PR #4665, opened 2024-04-08
feat(amazonq): Skip login screen for migration use case

leigaol:
## Problem

For users who migrate from toolkit to Q, we need to let them use Q without doing any login. The migration should be seamless.

## Solution

For users who installed Q, if this user

1. Has aws toolkit installed
2. has a Amazon Q connection in toolkit 
3. Do not have any connection in Q.

Then we know this user is doing the migration from toolkit to Q, in this case, we skip the login screen for the user and immediately use the toolkit connection in Q. 

## License

### DIFF
--- a/packages/core/src/login/webview/vue/amazonq/backend_amazonq.ts
+++ b/packages/core/src/login/webview/vue/amazonq/backend_amazonq.ts
@@ -35,15 +35,22 @@ export class AmazonQLoginWebview extends CommonAuthWebview {
         }
         return connections
     }
-
-    // Prioritize reusing a valid connection that has Amazon Q scopes
+    /**
+     * Select a connection for Amazon Q to use
+     * @param connections List of AWS Toolkit Connections
+     * @returns A connection that has Amazon Q scopes. It will return a valid connection if exists.
+     * Returns undefined if no connection has Q scopes.
+     */
     selectConnection(connections: AwsConnection[]): AwsConnection | undefined {
-        const score = (c: AwsConnection) =>
-            Number(c.scopes?.includes(scopesCodeWhispererChat[0])) * 10 + Number(c.state === 'valid')
+        const hasQScopes = (c: AwsConnection) => amazonQScopes.every(s => c.scopes?.includes(s))
+        const score = (c: AwsConnection) => Number(hasQScopes(c)) * 10 + Number(c.state === 'valid')
         connections.sort(function (a, b) {
             return score(b) - score(a)
         })
-        return connections[0]
+        if (hasQScopes(connections[0])) {
+            return connections[0]
+        }
+        return undefined
     }
 
     async useConnection(connectionId: string): Promise<AuthError | undefined> {
--- a/packages/core/src/login/webview/vue/amazonq/backend_amazonq.ts
+++ b/packages/core/src/login/webview/vue/amazonq/backend_amazonq.ts
@@ -3,7 +3,7 @@
  * SPDX-License-Identifier: Apache-2.0
  */
 import * as vscode from 'vscode'
-import { SsoConnection, scopesCodeWhispererChat, AwsConnection } from '../../../../auth/connection'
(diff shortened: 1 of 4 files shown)


packages/core/src/login/webview/vue/amazonq/backend_amazonq.ts
```diff
@@ -22,19 +22,36 @@ export class AmazonQLoginWebview extends CommonAuthWebview {
...
         }
         return connections
     }
+    /**
+     * Select a connection for Amazon Q to use
+     * @param connections List of AWS Toolkit Connections
+     * @returns A connection that has Amazon Q scopes. It will return a valid connection if exists.
+     * Returns undefined if no connection has Q scopes.
+     */
+    selectConnection(connections: AwsConnection[]): AwsConnection | undefined {
```
justinmk3, line 44: "select" sounds like it's choosing a menu item. But the logic seems to be choosing the most-appropriate connection from multiple connections.  The current docstring also doesn't make this clear.
```suggestion
    /**
     * Gets a connection that is usable by Amazon Q.
     *
     * @param connections List of AWS Toolkit Connections
     * @returns Amazon Q connection, or undefined if none of the given connections have scopes required for Amazon Q.
     */
    getConnection(connections: AwsConnection[]): AwsConnection | undefined {
```

leigaol: >Why does this function live in backend_amazonq.ts instead of one of the "auth" util modules?

Because the functions of re-use the connections are defined in the backend. If I move it to somewhere else, I still need to call `useConnection()`

justinmk3: `findConnection` is a pure function. although the "client" might need to define a pass-through so that it can be called by the vue frontend, its impl could still live in a shared module.

leigaol: This findConnection function takes a AwsConnection class, which is not defined within the scope of the Vue app. If I make it a util function in Vue app it will fail.

leigaol: `Reusing the connection`  involves UI updates, which should be handled in the Vue app. If reusing one of the existing expired connection failed, the UI should update.

packages/core/src/login/webview/vue/amazonq/backend_amazonq.ts
```diff
@@ -22,19 +22,36 @@ export class AmazonQLoginWebview extends CommonAuthWebview {
...
+        const hasQScopes = (c: AwsConnection) => amazonQScopes.every(s => c.scopes?.includes(s))
+        const score = (c: AwsConnection) => Number(hasQScopes(c)) * 10 + Number(c.state === 'valid')
+        connections.sort(function (a, b) {
+            return score(b) - score(a)
+        })
+        if (hasQScopes(connections[0])) {
+            return connections[0]
+        }
+        return undefined
+    }
```
justinmk3, line 54: Here is what I am suggesting:

```suggestion
    findConnection(connections: AwsConnection[]): AwsConnection | undefined {
        return someSharedModule.findConnection(connections)
    }
```

packages/core/src/login/webview/vue/amazonq/backend_amazonq.ts
justinmk3: > `Reusing the connection` involves UI updates

findConnection doesn't do that. It's just a filter function. See also https://github.com/aws/aws-toolkit-vscode/pull/4665#discussion_r1558480853

packages/core/src/login/webview/vue/amazonq/backend_amazonq.ts
justinmk3: `backend_amazonq.ts` currently looks pretty small so this isn't much of a problem right now.

But something to consider for the future.

PR #4669, opened 2024-04-09
fix(ci): restore settings type checking, fix unit tests

hayemaxi:
Squash and merge with commit message:

- Fix all unit tests.
- Enable the amazon q extension artifact for packaging tests
- Update tech debt test to only fail for master base branch
- Fix launch config for debugging so that it always executes the proper default task
- Restore settings type checking at compile time
- Sync settings to subprojects

## License

### DIFF
--- a/packages/core/package.json
+++ b/packages/core/package.json
@@ -156,7 +156,7 @@
                     "description": "%AWS.configuration.enableCodeLenses%",
                     "default": false
                 },
-                "aws.toolkit.suppressPrompts": {
+                "aws.suppressPrompts": {
                     "type": "object",
                     "description": "%AWS.configuration.description.suppressPrompts%",
                     "default": {},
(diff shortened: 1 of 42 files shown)


packages/core/src/test/testUtil.ts
```diff
@@ -473,3 +474,22 @@ export function shuffleList<T>(list: T[]): T[] {
 
     return shuffledList
 }
+
+/**
+ * Try to register a command for tests since some commands are only registered during
+ * extension activation. These commands will need to be manually activated here.
```
justinmk3, line 480: The tests globalSetup already should (does, on master branch) activate the extension. Lots of code depends on that (we previously tried to avoid it but ended up giving up). Is that not happening on feature/standalone? Or I'm misunderstanding?

hayemaxi: CodeWhisperer commands are only activated in the Amazon Q extension, which is a separate entry point than the toolkit activation.
Let me see if both can be activated at once. Otherwise, I will update the docstring to mention this.

justinmk3: > Otherwise, we will need to drop tests down into their respective subprojects later (but I will update the docstring to mention this now).

We definitely want to do that eventually. If we can't do it now, let's add `tryRegister` to our followup checklist.

packages/core/package.json
```diff
@@ -233,6 +233,85 @@
                     "type": "object",
                     "description": "%AWS.configuration.description.lambda.recentlyUploaded%",
                     "default": []
+                },
+                "aws.amazonq.logLevel": {
```
leigaol, line 237: If amazonq commands are declared here in core package.json, is it OK to remove the amazonq command in /amazonq/package.json ?

leigaol: If they are duplicated in both q and core, when I change Q settings, should I update both duplicate or ?

packages/core/package.json
```diff
@@ -233,6 +233,85 @@
...
+                    "type": "string",
+                    "default": "debug",
+                    "enum": [
+                        "error",
+                        "warn",
+                        "info",
+                        "verbose",
+                        "debug"
```
justinmk3, line 245: side-note: we won't need a "loglevel" setting in the future, we can use the OutputChannel to control that instead.

image

packages/core/package.json
justinmk3: @leigaol see `docs/arch_develop.md`: https://github.com/aws/aws-toolkit-vscode/pull/4669/commits/964cc471f2a91e20ce94052c9638f8cd5b6495bb

PR #4670, opened 2024-04-09
ignore me

nkomonen-amazon:
## License


packages/core/package.json
```diff
@@ -4218,23 +4218,31 @@
         "clean": "ts-node ../../scripts/clean.ts dist/",
         "copyFiles": "ts-node ./scripts/build/copyFiles.ts",
         "buildScripts": "npm run generateClients && npm run generatePackage && npm run copyFiles",
-        "compile": "npm run clean && npm run buildScripts && tsc -p ./ && webpack --mode development",
-        "compileLite": "tsc -p ./",
-        "watch": "npm run clean && npm run buildScripts && tsc -watch -p ./",
-        "testCompile": "npm run clean && npm run buildScripts && tsc -p ./",
+        "compile": "npm run testCompile && webpack",
```
justinmk3, line 4221: Not a blocker for this PR,  but it's weird that `compile` depends on `testCompile`. And previously `compile` was doing a development build. All of this is confusing. But it's tech debt we've had for a long time.

packages/core/package.json
```diff
@@ -4218,23 +4218,31 @@
...
+        "webpackDevelopment": "webpack --mode development",
+        "serveVue": "webpack serve --config-name vue --mode development",
+        "watch": "npm run testCompile -- -- --watch",
+        "testsWebWatch": "npm run clean && npm run buildScripts && npm run webpackDevelopment -- --watch",
+        "testCompile": "npm run clean && npm run buildScripts && npm run compileOnly",
         "test": "npm run testCompile && c8 ts-node ./scripts/test/test.ts",
-        "webCompile": "npm run clean && npm run buildScripts && webpack --config-name web",
-        "webWatch": "npm run webCompile -- --watch",
-        "testWeb": "npm run webCompile && c8 ts-node ./scripts/test/testWeb.ts",
+        "webDevelopmentCompile": "npm run compile -- --mode development",
```
justinmk3, line 4229: Current impl doesn't look related to "web". It's just doing a regular `compile`.

nit: could be named `webDevCompile`, that matches the NPM convention (`devDependencies)`.

packages/core/package.json
```diff
@@ -4218,23 +4218,31 @@
...
         "format": "prettier --ignore-path ../../.prettierignore --check src scripts",
         "formatfix": "prettier --ignore-path ../../.prettierignore --write src scripts",
         "lint": "ts-node ./scripts/lint/testLint.ts && npm run format",
         "generateClients": "ts-node ./scripts/build/generateServiceClient.ts ",
         "generatePackage": "ts-node ./scripts/build/generateIcons.ts",
-        "generateTelemetry": "node ../../node_modules/@aws-toolkits/telemetry/lib/generateTelemetry.js --extraInput=src/shared/telemetry/vscodeTelemetry.json --output=src/shared/telemetry/telemetry.gen.ts",
-        "serve": "webpack serve --config-name vue-hmr --mode development"
+        "generateTelemetry": "node ../../node_modules/@aws-toolkits/telemetry/lib/generateTelemetry.js --extraInput=src/shared/telemetry/vscodeTelemetry.json --output=src/shared/telemetry/telemetry.gen.ts"
+    },
+    "scriptsComments": {
```
justinmk3, line 4240: is this an NPM convention (i.e. does it feed into tools like vscode) or just something we are doing?

justinmk3 (approved):
Excellent

justinmk3:
> Now, if you edit a Vue just file do `Command Palette` -> `Reload Webviews` and the webview will update with the new changes.

Is that mentioned in CONTRIBUTING.md?

packages/core/package.json
nkomonen-amazon: My rationale is that a `testCompile` is enough to get testing working, but a full `compile` is `testCompile` plus anything extra needed for a production compile. I still feel we could simplify things for sure so open to any suggestions.

packages/core/package.json
nkomonen-amazon: When I made this I wasn't sure if Web mode would need different configs. But looks like YAGNI. Switching it to `compileDev`

packages/core/package.json
nkomonen-amazon: I saw this convention on stackoverflow. My understanding is that VSCode knows which package.json keys it cares about and ignores the rest. So adding `*Comments` shouldn't match any existing keys and wont be an issue

justinmk3: > VSCode knows which package.json keys it cares about and ignores the rest.

That's actually part of the package.json spec. I was just curious if this particular key was actually used by any tooling.

justinmk3 (approved):

PR #4673, opened 2024-04-09
fix(amazonq): Fix various auto-installation issue

leigaol:
## Problem

1. [NEW FEATURE] Installing Amazon Q from toolkit should immediately open Q extension view.
2. [BUG FIX] aws.codewhisperer.connect command conflict when user first install toolkit then install Q.
3. [BUG FIX] 2 installation notification displayed at the same time
4. [NEW FEATURE] User can click dismiss (X) button when seeing the ask user to install Q notification.   If user does not click that button, there will be no resp. It is not considered as dismiss.

## License

### DIFF
--- a/packages/core/src/extension.ts
+++ b/packages/core/src/extension.ts
@@ -178,7 +178,6 @@ export async function activate(context: vscode.ExtensionContext) {
                             'Amazon Q has moved to its own VSCode extension, which has been automatically installed.',
                             'OK'
                         )
-                        void vscode.commands.executeCommand(`workbench.view.extension.${VSCODE_EXTENSION_ID.amazonq}`)
                     } else {
                         const dismissedInstall = globals.context.globalState.get<boolean>(amazonQInstallDismissedKey)
                         if (!dismissedInstall) {
@@ -195,10 +194,7 @@ export async function activate(context: vscode.ExtensionContext) {
                                         await qExtensionPageCommand.execute()
                                     } else if (resp === 'Install') {
                                         await installAmazonQExtension.execute()
-                                        void vscode.commands.executeCommand(
-                                            `workbench.view.extension.${VSCODE_EXTENSION_ID.amazonq}`
-                                        )
-                                    } else {
+                                    } else if (resp === undefined) {
                                         // when user click x button to dismiss it
                                         await globals.context.globalState.update(amazonQInstallDismissedKey, true)
                                     }
--- a/packages/core/src/extension.ts
+++ b/packages/core/src/extension.ts
@@ -59,6 +59,7 @@ import {
 import { AuthUtil, isPreviousQUser } from './codewhisperer/util/authUtil'
 import { installAmazonQExtension } from './codewhisperer/commands/basicCommands'
 import { isExtensionInstalled, VSCODE_EXTENSION_ID } from './shared/utilities'
+import { amazonQInstallDismissedKey } from './codewhisperer/models/constants'
 
 let localize: nls.LocalizeFunc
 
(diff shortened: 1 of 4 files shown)


hayemaxi:
Seems like this command no longer needs a wrapper and try block on it:
https://github.com/leigaol/aws-toolkit-vscode/blob/897ef7d03adf117ea5873d3cbc396e394b25c800/packages/core/src/codewhisperer/commands/basicCommands.ts#L142

Can we make this in scope to remove it and update the docstrings? Declaring a command twice does not cause an error anyway, so I'm not sure what this was trying to achieve.

packages/core/src/extension.ts
```diff
@@ -178,21 +179,27 @@ export async function activate(context: vscode.ExtensionContext) {
...
-                            )
-                            .then(async resp => {
-                                if (resp === 'Learn More') {
-                                    // Clicking learn more will open the q extension page
-                                    await qExtensionPageCommand.execute()
-                                } else if (resp === 'Install') {
-                                    await installAmazonQExtension.execute()
-                                }
-                            })
+                        const dismissedInstall = globals.context.globalState.get<boolean>(amazonQInstallDismissedKey)
```
hayemaxi, line 182: nice!

leigaol:
> With this PR it seems like this command no longer needs a wrapper and try block on it: https://github.com/leigaol/aws-toolkit-vscode/blob/897ef7d03adf117ea5873d3cbc396e394b25c800/packages/core/src/codewhisperer/commands/basicCommands.ts#L142
> 
> Can we make this in scope to remove it and update the docstrings? Declaring a command twice does not cause an error anyway, so I'm not sure what this was trying to achieve.

That change was to make Viceroy compatible.

justinmk3 (approved):

packages/core/src/extension.ts
```diff
@@ -178,21 +179,27 @@ export async function activate(context: vscode.ExtensionContext) {
...
+                                .then(async resp => {
+                                    if (resp === 'Learn More') {
+                                        // Clicking learn more will open the q extension page
+                                        await qExtensionPageCommand.execute()
+                                    } else if (resp === 'Install') {
+                                        await installAmazonQExtension.execute()
+                                    } else if (resp === undefined) {
+                                        // when user click x button to dismiss it
+                                        await globals.context.globalState.update(amazonQInstallDismissedKey, true)
+                                    }
```
hayemaxi, line 200: maybe we shouldn't display the message again if users uninstall Q
```suggestion
                                    } else {
                                        await installAmazonQExtension.execute()
                                        await globals.context.globalState.update(amazonQInstallDismissedKey, true)
                                    }
```

hayemaxi, line 200: maybe we shouldn't display it again if the user uninstalls Q later.

```suggestion
                                    if (resp === 'Learn More') {
                                        // Clicking learn more will open the q extension page
                                        await qExtensionPageCommand.execute()
                                        return
                                    } else if (resp === 'Install') {
                                        await installAmazonQExtension.execute()
                                    }
                                    // If user dismisses, then we jump to here.
                                    await globals.context.globalState.update(amazonQInstallDismissedKey, true)
```

leigaol:
> With this PR it seems like this command no longer needs a wrapper and try block on it: https://github.com/leigaol/aws-toolkit-vscode/blob/897ef7d03adf117ea5873d3cbc396e394b25c800/packages/core/src/codewhisperer/commands/basicCommands.ts#L142
> 
> Can we make this in scope to remove it and update the docstrings? Declaring a command twice does not cause an error anyway (only registering does), so I'm not sure what this was trying to achieve.

Yes. 

Viceroy should work fine when invoking the aws.CodeWhisperer.connect command because we have the auto install amazon q implemented.

hayemaxi (approved):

▬▬▬▬▬▬▬▬▬▬

Required work: Scan the data above and copy every line with "involves" in it.

Output of the task:
leigaol: `Reusing the connection`  involves UI updates, which should be handled in the Vue app. If reusing one of the existing expired connection failed, the UI should update.
justinmk3: > `Reusing the connection` involves UI updates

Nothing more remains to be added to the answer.